Había salido del ránking de Naciones Unidas hace cinco años, pero Jair Bolsonaro, el flamante presidente ultra, ha devuelto a Brasil al mapa de países donde una parte sustancial de la población pasa hambre y la pobreza extrema aumenta. Desgraciadamente, mientras el país figura entre los de mayor desigualdad en el mundo, el presidente lo ignora y tal vez por eso irrumpe de nuevo en los peores índices de la vergüenza humana.

La regresión económica y el recorte en programas sociales han devuelto a Brasil a la realidad que quiso erradicar. Es verdad que cuando las materias primas, y especialmente el petróleo, se pagaban a precio de oro, las arcas públicas pudieron frenar una realidad vergonzosa en un país tecnológicamente avanzado y con recursos para dar de comer a toda su población.
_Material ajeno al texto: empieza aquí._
PR #1430, opened 2022-10-11
Migrate to `--match-archives` in mount point detection.

real-yfprojects:
* src/vorta/utils.py (get_mount_points)


m3nu:
Considered the same change, but this would break it with older versions. But well, since it's a very minor feature, we'll survive.

PR #1433, opened 2022-10-15
Update `acions/checkout` to v3.

real-yfprojects:
The second version of the checkout action is deprecated and won't be supported by Github Actions in the future because it uses Node.js 12.


m3nu (approved):

m3nu:
Great! Thanks!

PR #1434, opened 2022-10-15
Borg v1.2.2 support

### LINKED ISSUE #1409: Borg v1.2.2 compatibility
There were some breaking changes although being a patch :shrug:

- [x] --prefix is deprecated, use -a / --glob-archives, see #6806
- [x] list: corrected mix-up of “isomtime” and “mtime” formats. Previously, “isomtime” was the default but produced a verbose human format, while “mtime” produced a ISO-8601-like format. The behaviours have been swapped (so “mtime” is human, “isomtime” is ISO-like), and the default is now “mtime”. “isomtime” is now a real ISO-8601 format (“T” between date and time, not a space).
- [x] exit with 128 + signal number, #5161. if you have scripts expecting rc == 2 for a signal exit, you need to update them to check for >= 128
- [x] matching of path patterns has been aligned with borg storing relative paths. Borg archives file paths without leading slashes. Previously, include/exclude patterns could contain leading slashes. You should check your patterns and remove leading slashes

Part of it might already be implemented for #1366.

Changelog: https://borgbackup.readthedocs.io/en/stable/changes.html#version-1-2-2-2022-08-20

real-yfprojects:
Closes #1409.

### DIFF
--- a/src/vorta/borg/_compatibility.py
+++ b/src/vorta/borg/_compatibility.py
@@ -5,7 +5,8 @@ MIN_BORG_FOR_FEATURE = {
     'ZSTD': parse_version('1.1.4'),
     'JSON_LOG': parse_version('1.1.0'),
     'DIFF_JSON_LINES': parse_version('1.1.16'),
-    'COMPACT_SUBCOMMAND': parse_version('1.2.0a1')
+    'COMPACT_SUBCOMMAND': parse_version('1.2.0a1'),
+    'V122': parse_version('1.2.2'),
     # add new version-checks here.
 }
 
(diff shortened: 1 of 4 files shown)


m3nu (dismissed):

m3nu:
Shouldn't this go into the current master branch, since it doesn't deal with Borg v2 specifically?

real-yfprojects:
> Shouldn't this go into the current master branch, since it doesn't deal with Borg v2 specifically?

This builds on the `borg-v2-support` branch and not the other way around because the `borg-v2-support` branch was developed earlier.

real-yfprojects:
But with `git rebase` we could change that of course.

m3nu (approved):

Lula sacó de la pobreza extrema a uno de cada cinco brasileños con la bolsa social y el programa hambre cero. En los colegios se estableció una merienda obligatoria y a pesar de que los primeros síntomas de la crisis ya repuntaban con Dilma Rouseff, el apoyo a los más vulnerables no se cortó. La inyección social, con proyectos para mantener un nivel mínimo entre los más pobres, lejos de dejar al país en manos del subsidio, creó mas empleo.
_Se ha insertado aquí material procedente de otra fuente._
PR #1447, opened 2022-10-31
add AUR as install choice

RubenKelevra:


real-yfprojects (commented):
How does the proposed AUR package installation option defer from `Distribution Package`?

RubenKelevra:
Well, the AUR is not considered an official part of ArchLinux, so not part of the distribution ArchLinux.

It's just a platform where users of Arch and (and distributions based on it) can send build instructions for packages. The package itself is compiled/built locally on the system by Arch users. As this can introduce unique issues by the system on which it's build I would recommend having this as a unique source on the list, as it's closer to something like pip than distribution packages.

real-yfprojects:
After doing some research, I think AUR belongs in the `Other` category. It is like building a distribution package from source using unofficial instructions found somewhere on the internet.

PR #1466, opened 2022-11-03
Fix diff sorting

### LINKED ISSUE #1464: Diff view: Sorting by size doesn't work in tree mode.
When sorting the diff results by size in tree mode or in the simplified tree mode, the items aren't sorted correctly. It seems like they are sorted by name. In flat mode however, the sorting works fine.

real-yfprojects:
Fixes #1464.

* Remove legacy tree_view (tree model) implementation
* src/vorta/views/diff_result.py (DiffSortProxyModel.choose_data): Return correct data for column `2`.


m3nu (approved):

m3nu (approved):

m3nu:
Always happy to see something removed instead of added. 👏

PR #1473, opened 2022-11-05
Use new ssh://-style URL format as placeholder and in test

m3nu:


src/vorta/assets/UI/repoadd.ui
```diff
@@ -115,7 +115,7 @@
          <item>
           <widget class="QLineEdit" name="repoURL">
            <property name="placeholderText">
-            <string>csvis8xq@csvis8xq.repo.borgbase.com:repo</string>
+            <string>ssh://abc123@abc123.repo.borgbase.com/./repo</string>
```
real-yfprojects, line 118: The `./` is redundant, I think.

m3nu: Sadly not. Without it my URLs would look better.

```
$ borg init -e none ssh://h2w8590e@h2w8590e.repo.borgbase.com/repo
Remote: Warning: Permanently added 'h2w8590e.repo.borgbase.com' (ED25519) to the list of known hosts.
Repository path not allowed: /repo
```

Without it, the path is *absolute* instead of relative the the current user.

real-yfprojects (approved):

Issue #1214, opened 2022-03-06
Vorta is missing scheduled backup when using suspend


fixmeee:
I'm trying to use Vorta for backups on my laptop. In the evening, when I finished work the machine is put to suspend.
I setup an event to do an ACPI wake on the machine. This works fine. I can see the machine is woken up and I tested with some shell script it is really alive. 
But Vorta is missing the schedule after resume. If I just leave the machine powered, schedule is matched. But after resume it is missed. I guess the internal timer is somehow messed up due to suspend. Sadly I can't find anything in the logs. See below. As said the machine is defiantly powered up at 00:03:00.   

Thank you for your support.

1. Install Vorta via flatpak
2. Create a systemd auto resume service to wake up your machine before Vorta schedule shall take place.

Create /etc/systemd/system/auto-resume.timer:
[Unit]
Description=Automatically resume on a schedule

[Timer]
OnCalendar=*-*-* 03:00:00
WakeSystem=true

[Install]
WantedBy=timers.target

Create /etc/systemd/system/auto-resume.service:
[Unit]
Description=Does nothing

[Service]
Type=oneshot
ExecStart=/bin/true

Reload configuration: 
`systemctl daemon-reload`

Start the service:
`sudo systemctl start auto-resume.timer`

3. As the auto resume is triggered for 03:00:00 in the night, create a Vorta schedule at 03:05:00 (I tested also longer periods to give Vorta time to check actual time) 
4. You'll see backup is missed

**Environment (please complete the following information):**
- OS: cat /etc/lsb-release 
DISTRIB_ID=LinuxMint
DISTRIB_RELEASE=20.3
DISTRIB_CODENAME=una
DISTRIB_DESCRIPTION="Linux Mint 20.3 Una"

- Vorta version: 0.8.3
- Installed from: flatpak

**Log expert:
You can see the scheduled time is missed, but it had been catched up. The machine was powered and alive with network access since 00:03:00.

[...]
2022-03-05 22:17:22,464 - vorta.scheduler - INFO - Setting timer for profile 3
**2022-03-05 22:17:22,466 - vorta.scheduler - DEBUG - Scheduling next run for 2022-03-06 03:15:00**
2022-03-06 09:42:51,848 - vorta.scheduler - DEBUG - Refreshing all scheduler timers
2022-03-06 09:42:51,857 - vorta.scheduler - INFO - Setting timer for profile 1
[...]

PR #1511, opened 2022-12-12
Restart timers after hibernation/sleep

fixmeee:
Schedules get missed, if system has been in hibernation/sleep state as described in [#1214](https://github.com/borgbase/vorta/issues/1214) Although, timers should be refreshed every 15min, it seems that all timers get deranged by sleep state and schedules is still missed in most cases. This seems to be a general issue with the underlying QTimer implementation.

This fix doesn't distinguish host OS and has only by tested on Linux. If 'org.freedesktop.login1.Manager' is not available, Vorta simple doesn't get notified if system awakes again. So no impact on other OS is expected

### DIFF
--- a/src/vorta/scheduler.py
+++ b/src/vorta/scheduler.py
@@ -76,8 +76,7 @@ class VortaScheduler(QtCore.QObject):
         if not data:
             now = dt.now()
 
-            current_time = now.strftime("%H:%M:%S")
-            logger.debug(f"Got login suspend/resume notification at %s", current_time)
+            logger.debug(f"Got login suspend/resume notification at {now.strftime("%H:%M:%S")}")
             self.reload_all_timers()
 
     def tr(self, *args, **kwargs):
--- a/src/vorta/scheduler.py
+++ b/src/vorta/scheduler.py
@@ -59,20 +59,21 @@ class VortaScheduler(QtCore.QObject):
         # connect signals
         self.app.backup_finished_event.connect(lambda res: self.set_timer_for_profile(res['params']['profile_id']))
 
-        # connect to DBus login Manager to receive sleep/resume events
+        # connect to `systemd-logind` to receive sleep/resume events
+        # The signal `PrepareForSleep` will be emitted before and after hibernation.
         service = "org.freedesktop.login1"
+        path = "/org/freedesktop/login1"
+        interface = "org.freedesktop.login1.Manager"
+        name = "PrepareForSleep"
         if QtDBus.QDBusConnection.systemBus().interface().isServiceRegistered(service).value():
-            path = "/org/freedesktop/login1"
-            interface = "org.freedesktop.login1.Manager"
-            name = "PrepareForSleep"
             self.bus = QtDBus.QDBusConnection.systemBus()
             self.bus.connect(service, path, interface, name, "b", self._slotOverloaded)
         else:
             logger.warn('Failed to connect to DBUS interface to detect sleep/resume events')
 
     @QtCore.pyqtSlot(bool)
-    def _slotOverloaded(self, data):
-        if data is not True:
+    def _slotOverloaded(self, data: bool):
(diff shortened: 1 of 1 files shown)


m3nu:
Hi and thanks for the addition. Just some linting issues.

fixmeee:
Hi,

commit mail is fixed. The commits could be squashed anyway,

Thanks for taking care and BR
Dennis

src/vorta/scheduler.py
```diff
@@ -58,6 +59,26 @@ def __init__(self):
         # connect signals
         self.app.backup_finished_event.connect(lambda res: self.set_timer_for_profile(res['params']['profile_id']))
 
+        # connect to DBus login Manager to receive sleep/resume events
```
real-yfprojects, line 62:
```suggestion
        # connect to `systemd-logind` to receive sleep/resume events
        # The signal `PrepareForSleep` will be emitted before and after hibernation.
```
More detailed comment so that one doesn't have to look up the documentation of the interface.

real-yfprojects (changes requested):
Great work! Only some minor changes I suggest adding.

fixmeee:
I hope I caught everything. I did a few test and it seems to work.
For others who want to test, setup of suspend/resume with systemd is also described in [#1214](https://github.com/borgbase/vorta/issues/1214l)

src/vorta/scheduler.py
```diff
@@ -58,6 +59,27 @@ def __init__(self):
...
+        interface = "org.freedesktop.login1.Manager"
+        name = "PrepareForSleep"
+        if QtDBus.QDBusConnection.systemBus().interface().isServiceRegistered(service).value():
+            self.bus = QtDBus.QDBusConnection.systemBus()
+            self.bus.connect(service, path, interface, name, "b", self.loginSuspendNotify)
+        else:
+            logger.warn('Failed to connect to DBUS interface to detect sleep/resume events')
+
+    @QtCore.pyqtSlot(bool)
+    def loginSuspendNotify(self, data: bool):
```
real-yfprojects, line 75: The var name `data` isn't very descriptive either. Maybe somthing along the lines of `suspend` or `begin`.

src/vorta/scheduler.py
```diff
@@ -58,6 +59,27 @@ def __init__(self):
...
+        if not data:
+            now = dt.now()
+
+            current_time = now.strftime("%H:%M:%S")
+            logger.debug(f"Got login suspend/resume notification at %s", current_time)
```
real-yfprojects, line 80:
```suggestion
            logger.debug(f"Got login suspend/resume notification at {now.strftime("%H:%M:%S")}")
```
No idea whether this comes with any drawback but it seems cleaner.

real-yfprojects (changes requested):
Thanks for taking care of. Again there aren't any problems with your Implementation. However maintainability can be improved slightly.

src/vorta/scheduler.py
```diff
@@ -58,6 +59,26 @@ def __init__(self):
...
+            self.bus.connect(service, path, interface, name, "b", self.loginSuspendNotify)
+        else:
+            logger.warn('Failed to connect to DBUS interface to detect sleep/resume events')
+
+    @QtCore.pyqtSlot(bool)
+    def loginSuspendNotify(self, suspend: bool):
+        if not suspend:
+            now = dt.now()
+
+            logger.debug(f"Got login suspend/resume notification at {now.strftime('%H:%M:%S')}")
```
real-yfprojects, line 79: Just noticed that the logger will capture the time by itself. We don't have to do that.
```suggestion
            logger.debug(f"Got login suspend/resume notification")
```

real-yfprojects (approved):

m3nu:
LGTM. Thanks for resolving and reviewing!

m3nu (approved):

El milagro brasileño se miraba como un modelo por países africanos donde el hambre y la pobreza extrema hacen estragos. El secreto era voluntad política y tener claras las prioridades.

Pero el hambre no está entre las del presidente Bolsonaro. Mientras se emplea en desacreditar a minorías, despreciar el feminismo o especular con el Amazonas, sin importarle la deforestación y sus efectos globales sobre el clima, ¿dónde está el hambre en Brasil?

Las Naciones Unidas dicen que ya afecta a más del 5% de la población. Pero él no lo sabe, mira a otro lado y recorta ayudas a los más vulnerables, retira pensiones a los más pobres y las meriendas en los colegios. Como consecuencia ha bajado el consumo y avanza el paro, la pobreza y el hambre.